* WHAT YOU WILL DO: Every line below that has "completeHeading" in it should be copied.

* MATERIAL SUPPLIED:

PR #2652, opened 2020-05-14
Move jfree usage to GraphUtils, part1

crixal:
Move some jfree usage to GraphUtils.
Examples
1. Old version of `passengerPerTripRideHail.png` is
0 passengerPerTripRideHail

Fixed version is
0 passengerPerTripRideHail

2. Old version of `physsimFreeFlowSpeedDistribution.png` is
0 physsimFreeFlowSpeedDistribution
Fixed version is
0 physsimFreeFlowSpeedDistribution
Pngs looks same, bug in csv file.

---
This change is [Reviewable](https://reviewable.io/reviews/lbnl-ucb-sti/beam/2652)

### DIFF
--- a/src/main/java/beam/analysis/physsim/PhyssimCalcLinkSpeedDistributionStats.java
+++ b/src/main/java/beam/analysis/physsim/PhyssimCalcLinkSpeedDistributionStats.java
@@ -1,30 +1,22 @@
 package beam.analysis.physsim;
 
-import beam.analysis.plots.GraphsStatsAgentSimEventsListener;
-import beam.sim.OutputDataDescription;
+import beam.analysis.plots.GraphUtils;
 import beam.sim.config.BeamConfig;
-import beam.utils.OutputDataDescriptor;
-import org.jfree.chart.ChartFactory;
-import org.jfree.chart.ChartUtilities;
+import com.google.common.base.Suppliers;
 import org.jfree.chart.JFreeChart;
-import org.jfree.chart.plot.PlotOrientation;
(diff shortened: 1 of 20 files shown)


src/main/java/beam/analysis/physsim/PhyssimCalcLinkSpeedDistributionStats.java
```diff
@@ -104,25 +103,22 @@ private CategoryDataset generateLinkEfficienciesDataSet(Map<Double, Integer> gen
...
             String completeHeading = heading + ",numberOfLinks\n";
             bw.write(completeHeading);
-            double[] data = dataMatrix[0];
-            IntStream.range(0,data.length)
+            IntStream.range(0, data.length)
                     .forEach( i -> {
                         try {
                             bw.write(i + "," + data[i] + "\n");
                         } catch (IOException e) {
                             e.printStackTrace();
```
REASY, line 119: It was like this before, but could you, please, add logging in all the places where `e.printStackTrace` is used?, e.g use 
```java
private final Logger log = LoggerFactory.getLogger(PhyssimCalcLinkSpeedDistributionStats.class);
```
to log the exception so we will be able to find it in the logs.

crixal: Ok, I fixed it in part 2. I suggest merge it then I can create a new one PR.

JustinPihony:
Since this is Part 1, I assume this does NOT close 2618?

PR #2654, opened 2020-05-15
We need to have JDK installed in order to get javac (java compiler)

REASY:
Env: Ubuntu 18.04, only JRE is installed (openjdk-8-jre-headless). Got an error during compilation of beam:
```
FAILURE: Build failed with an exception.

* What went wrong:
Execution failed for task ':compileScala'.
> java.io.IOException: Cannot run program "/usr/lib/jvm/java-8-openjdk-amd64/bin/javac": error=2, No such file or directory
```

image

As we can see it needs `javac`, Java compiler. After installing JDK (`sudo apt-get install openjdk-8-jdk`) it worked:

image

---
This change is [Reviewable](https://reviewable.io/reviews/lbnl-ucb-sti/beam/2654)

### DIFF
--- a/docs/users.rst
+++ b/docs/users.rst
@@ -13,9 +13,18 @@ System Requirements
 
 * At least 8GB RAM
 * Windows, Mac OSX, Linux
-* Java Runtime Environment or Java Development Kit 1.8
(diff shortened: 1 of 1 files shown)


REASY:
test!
---
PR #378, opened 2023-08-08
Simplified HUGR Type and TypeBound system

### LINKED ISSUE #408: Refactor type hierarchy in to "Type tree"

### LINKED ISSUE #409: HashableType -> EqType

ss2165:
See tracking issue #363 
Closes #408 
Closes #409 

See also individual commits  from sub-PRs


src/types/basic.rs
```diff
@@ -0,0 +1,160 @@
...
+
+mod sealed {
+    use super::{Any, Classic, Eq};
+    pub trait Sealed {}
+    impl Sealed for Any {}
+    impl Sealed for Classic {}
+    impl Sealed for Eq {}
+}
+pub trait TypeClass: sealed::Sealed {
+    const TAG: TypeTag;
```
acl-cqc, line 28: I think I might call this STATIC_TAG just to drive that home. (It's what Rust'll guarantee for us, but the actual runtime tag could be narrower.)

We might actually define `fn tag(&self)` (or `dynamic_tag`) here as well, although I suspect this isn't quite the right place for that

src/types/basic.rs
==
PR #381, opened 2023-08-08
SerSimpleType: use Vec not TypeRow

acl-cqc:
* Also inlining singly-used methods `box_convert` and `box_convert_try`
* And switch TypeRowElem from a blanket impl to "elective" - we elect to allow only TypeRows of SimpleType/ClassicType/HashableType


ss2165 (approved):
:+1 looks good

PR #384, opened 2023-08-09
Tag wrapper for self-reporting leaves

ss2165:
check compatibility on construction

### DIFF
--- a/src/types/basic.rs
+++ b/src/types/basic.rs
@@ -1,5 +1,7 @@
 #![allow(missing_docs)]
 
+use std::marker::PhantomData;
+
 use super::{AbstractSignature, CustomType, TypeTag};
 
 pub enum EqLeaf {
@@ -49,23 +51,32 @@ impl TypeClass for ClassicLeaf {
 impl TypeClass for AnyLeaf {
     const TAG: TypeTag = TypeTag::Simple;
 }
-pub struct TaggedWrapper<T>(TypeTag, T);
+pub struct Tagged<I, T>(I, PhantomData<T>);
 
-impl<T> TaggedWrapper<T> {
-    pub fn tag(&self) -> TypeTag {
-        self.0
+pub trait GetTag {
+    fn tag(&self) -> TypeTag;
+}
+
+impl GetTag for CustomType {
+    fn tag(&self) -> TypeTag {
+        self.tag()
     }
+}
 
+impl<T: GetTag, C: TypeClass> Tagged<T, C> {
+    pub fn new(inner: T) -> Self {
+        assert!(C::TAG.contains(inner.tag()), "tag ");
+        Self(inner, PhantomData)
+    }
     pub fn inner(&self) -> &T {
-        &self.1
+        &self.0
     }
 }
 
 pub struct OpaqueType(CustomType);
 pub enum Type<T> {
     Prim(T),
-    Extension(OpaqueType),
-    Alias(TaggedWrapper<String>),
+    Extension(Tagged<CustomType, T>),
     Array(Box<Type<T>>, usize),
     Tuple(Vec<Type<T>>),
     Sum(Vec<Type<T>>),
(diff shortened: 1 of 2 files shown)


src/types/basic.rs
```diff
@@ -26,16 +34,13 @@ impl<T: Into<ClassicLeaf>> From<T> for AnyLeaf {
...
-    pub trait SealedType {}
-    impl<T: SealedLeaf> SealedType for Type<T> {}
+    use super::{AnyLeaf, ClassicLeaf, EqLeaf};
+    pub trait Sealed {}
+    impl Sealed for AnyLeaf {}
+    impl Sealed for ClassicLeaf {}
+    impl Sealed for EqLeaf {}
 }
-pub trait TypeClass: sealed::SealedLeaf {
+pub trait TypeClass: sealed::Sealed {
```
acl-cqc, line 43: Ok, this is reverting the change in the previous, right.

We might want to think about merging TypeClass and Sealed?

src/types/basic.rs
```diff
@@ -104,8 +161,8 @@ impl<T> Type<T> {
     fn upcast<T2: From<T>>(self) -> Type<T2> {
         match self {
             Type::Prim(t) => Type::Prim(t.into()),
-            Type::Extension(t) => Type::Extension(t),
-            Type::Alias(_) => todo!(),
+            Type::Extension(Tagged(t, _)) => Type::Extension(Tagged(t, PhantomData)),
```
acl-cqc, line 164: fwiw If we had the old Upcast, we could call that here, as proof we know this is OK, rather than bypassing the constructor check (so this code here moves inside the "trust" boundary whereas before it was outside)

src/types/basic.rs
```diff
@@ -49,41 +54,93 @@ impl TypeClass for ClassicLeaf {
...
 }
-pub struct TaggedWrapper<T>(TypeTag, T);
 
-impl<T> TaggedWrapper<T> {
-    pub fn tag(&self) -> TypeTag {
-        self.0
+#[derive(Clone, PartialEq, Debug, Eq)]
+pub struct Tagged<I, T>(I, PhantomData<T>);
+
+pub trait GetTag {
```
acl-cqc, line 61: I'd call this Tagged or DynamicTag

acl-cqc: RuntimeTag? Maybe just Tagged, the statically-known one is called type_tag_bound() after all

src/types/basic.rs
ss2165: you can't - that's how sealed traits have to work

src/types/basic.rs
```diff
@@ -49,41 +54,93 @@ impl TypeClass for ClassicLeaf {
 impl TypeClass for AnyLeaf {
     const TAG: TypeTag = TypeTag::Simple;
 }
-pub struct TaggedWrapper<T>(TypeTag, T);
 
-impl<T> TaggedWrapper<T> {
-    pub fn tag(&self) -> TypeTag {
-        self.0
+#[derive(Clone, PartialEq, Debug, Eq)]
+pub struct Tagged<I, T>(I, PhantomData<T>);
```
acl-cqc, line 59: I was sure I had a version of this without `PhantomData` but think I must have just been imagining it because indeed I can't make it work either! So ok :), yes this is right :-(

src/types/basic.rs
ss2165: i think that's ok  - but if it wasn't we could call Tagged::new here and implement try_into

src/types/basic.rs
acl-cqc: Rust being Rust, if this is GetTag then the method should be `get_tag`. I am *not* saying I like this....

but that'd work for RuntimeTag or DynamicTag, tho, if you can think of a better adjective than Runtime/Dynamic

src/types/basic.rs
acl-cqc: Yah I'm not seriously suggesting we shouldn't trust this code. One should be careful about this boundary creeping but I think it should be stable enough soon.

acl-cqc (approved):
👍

* REPLY TO THE EXERCISE:
             String completeHeading = heading + ",numberOfLinks\n";
             bw.write(completeHeading);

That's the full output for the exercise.